__WHAT IS REQUIRED__
Please set down, exactly, the line with "crates/prover/src/preprocessed/mod.rs" and all lines that follow it through the end of the records below.

[Opening DATA IN THIS EXERCISE section]

PR #251, opened 2025-08-26
feat(prover): add u32 arithmetic components

AntoineFONDEUR:
closes CORE-1029
closes CORE-1133


crates/prover/src/components/opcodes/mod.rs
```diff
@@ -168,6 +172,38 @@ macro_rules! define_opcodes {
...
+                    .flatten()
+            )
+            .chain(
+                $self.u32_store_mul_fp_imm
+                    .lookup_data
+                    .range_check_16
+                    .par_iter()
+                    .flatten()
+            )
+    };
```
ClementWalter, line 205: Use `std::mem::discriminant` to check if a struct field exists in a macro by comparing field access. Here's a concise example:

```rust
macro_rules! check_value_field {
    ($struct_instance:expr) => {
        {
            let has_value = {
                #[allow(unused)]
                let temp = &$struct_instance;
                match std::mem::discriminant(&temp.value) {
                    _ => true,
                }
            };
            if has_value {
                println!("Value field exists: {}", $struct_instance.value);
            } else {
                println!("Value field does not exist");
            }
        }
    };
}

struct MyStruct1 {
    key: u32,
}

struct MyStruct2 {
    key: u32,
    value: u32,
}

fn main() {
    let s1 = MyStruct1 { key: 1 };
    let s2 = MyStruct2 { key: 1, value: 2 };

    check_value_field!(s1); // Prints: Value field does not exist
    check_value_field!(s2); // Prints: Value field exists: 2
}
```

This macro attempts to access the `value` field and uses a match to safely check its existence, avoiding compilation errors for structs without the field.

(courtesy of grok)

crates/prover/src/components/opcodes/u32_store_add_fp_imm.rs
```diff
@@ -154,53 +175,128 @@ impl Claim {
...
+                // Read op0_hi
+                *lookup_data.memory[6] = [
+                    fp + src_off + one,
+                    op0_prev_clock,
+                    op0_val_hi,
+                    zero,
+                    zero,
+                    zero,
+                ];
+                *lookup_data.memory[7] = [fp + src_off + one, clock, op0_val_hi, zero, zero, zero];
```
ClementWalter, line 265: iiuc, this is a mistake as `hi` is just the second limb at address `src_off` and not the first limb at the next address, since each address stores a QM31

crates/prover/src/components/opcodes/u32_store_add_fp_imm.rs
```diff
@@ -401,27 +593,41 @@ impl FrameworkEval for Eval {
 
     fn evaluate<E: EvalAtRow>(&self, mut eval: E) -> E {
         let one = E::F::from(M31::one());
-        let opcode_constant = E::F::from(M31::from(STORE_SUB_FP_FP));
+        let m31_16_shift = E::F::from(M31::from(1 << 16));
```
ClementWalter, line 596: `two_pow_16`

crates/prover/src/preprocessed/mod.rs
```diff
@@ -62,6 +62,6 @@ impl PreProcessedTraceBuilder {
 
 impl Default for PreProcessedTraceBuilder {
     fn default() -> Self {
-        Self::new().with_range_check(20)
+        Self::new().with_range_check(20).with_range_check(16)
```
ClementWalter, line 65: put in order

[Closing DATA IN THIS EXERCISE section]

__EXERCISE ANSWER__
crates/prover/src/preprocessed/mod.rs
```diff
@@ -62,6 +62,6 @@ impl PreProcessedTraceBuilder {
 
 impl Default for PreProcessedTraceBuilder {
     fn default() -> Self {
-        Self::new().with_range_check(20)
+        Self::new().with_range_check(20).with_range_check(16)
```
ClementWalter, line 65: put in order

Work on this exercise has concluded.